Five Facts on America's Broken Budget Process

America's budget process is in a state of disrepair, with Congress consistently failing to fund the government on time or manage the nation's finances efficiently. This dysfunction creates ripple effects throughout the economy and government operations.

Here are Five Facts on America’s broken budget process.

  1. Congress hasn't passed a budget, or its annual spending bills, on time since 1997.

Despite being required by law to pass 12 appropriations bills each year, Congress has failed to meet the September 30 deadline every year since 1997. When Congress can't agree on funding levels for the government, it relies on temporary "continuing resolutions" (CRs) to keep the government running. These stopgap measures prevent shutdowns but don't allow for meaningful fiscal planning, perpetuating a cycle of inefficiency.

  1. Most government spending is on autopilot.

Nearly three-quarters of federal spending is classified as "mandatory spending," covering programs like Social Security, Medicare, and Medicaid. This spending is automatically authorized by existing laws and doesn't go through the annual budget process. Congress only debates "discretionary spending," which represents a shrinking share of the overall budget, limiting flexibility in addressing important priorities ranging from scientific research, funding for our military, and early childhood nutrition programs.

  1. Instead of passing the 12 separate appropriations bills as required, Congress frequently resorts to massive "omnibus" spending bills.

Omnibus bills are when all government funding is bundled into a single piece of legislation.
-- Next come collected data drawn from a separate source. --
PR #359, opened 2017-09-03
Minimum Eclipse SDK version for SpotBugs plugin is 4.6

### LINKED ISSUE #354: Minimum Eclipse version confusion
The Eclipse plugin is a bit confusing regarding which versions of Eclipse are intended to be supported. The build instructions say to build against an Eclipse 4.6 target platform. The manifest.template however declares org.eclipse.ui 3.6 as the only dependency with a version number.

If people really build against a 4.6 target platform, they will start using API that is not available in older versions. That in turn will lead to the Eclipse plugin binary being runtime incompatible with older Eclipse versions, although its manifest allows installation with Eclipse 3.6 or better.

Therefore both the instructions as well as the manifest.template should refer to the same version. And that version number should be declared by some committer, probably @iloveeclipse.

iloveeclipse:
Set restriction on lower version bound for org.eclipse.core.runtime to 3.12.0 which corresponds to the bundle version from Eclipse 4.6.0 SDK.

This fixes #354.

### DIFF
--- a/eclipsePlugin/META-INF/MANIFEST-TEMPLATE.MF
+++ b/eclipsePlugin/META-INF/MANIFEST-TEMPLATE.MF
@@ -4,9 +4,9 @@ Bundle-Name: SpotBugs
 Bundle-Activator: de.tobject.findbugs.FindbugsPlugin
 Bundle-Vendor: SpotBugs Project
 Require-Bundle: org.eclipse.ui.workbench.texteditor,
- org.eclipse.ui;bundle-version="3.6.0",
+ org.eclipse.ui,
  org.eclipse.ant.core,
- org.eclipse.core.runtime,
+ org.eclipse.core.runtime;bundle-version="3.12.0",
  org.eclipse.core.resources,
  org.eclipse.ui.ide,
  org.eclipse.ui.editors,
--- a/eclipsePlugin/plugin_feature-candidate.xml
+++ b/eclipsePlugin/plugin_feature-candidate.xml
@@ -26,7 +26,7 @@ http://www.gnu.org/licenses/lgpl.html
 
    <requires>
       <import plugin="org.eclipse.core.resources"/>
-      <import plugin="org.eclipse.core.runtime" version="3.6.0" match="greaterOrEqual"/>
+      <import plugin="org.eclipse.core.runtime" version="3.12.0" match="greaterOrEqual"/>
       <import plugin="org.eclipse.jdt"/>
       <import plugin="org.eclipse.jdt.core"/>
       <import plugin="org.eclipse.jdt.launching"/>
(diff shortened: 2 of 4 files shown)


Bananeweizen:
👍

sewe:
I honestly don’t understand why we want to **artificially** restrict the number of Eclipse versions  with which SpotBugs is compatible. Our are we really using an `org.eclipse.core.runtime` feature that’s only available since 3.12.0?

Since 2007, 16 of the last 18 fiscal years have relied at least in part on these bills. This practice reduces transparency, as individual programs are rarely debated in detail, forcing lawmakers to vote on large, unwieldy packages without thorough scrutiny.

  1. The national debt is now over $35 trillion. 

The U.S. national debt has reached an unprecedented $35 trillion, and it continues to grow by about $1 trillion every three months. Our national debt is now 1.2 times the size of our total economic output, higher than all but three countries of the OECD, a group of 38 developed countries. For the first time in history, the country is spending more on interest payments for this debt than on national defense. This growing burden jeopardizes future economic stability and limits investments in essential sectors like education, healthcare, and infrastructure.

  1. Continuing resolutions have made it harder for the Defense Department to plan investments.

CRs create uncertainty for government agencies, especially in areas like national defense. The Department of Defense has highlighted how short-term funding agreements disrupt long-term planning and procurement, leading to shortages in critical supplies, such as missiles and other munitions. This instability weakens America's military readiness at a time when global threats are increasing.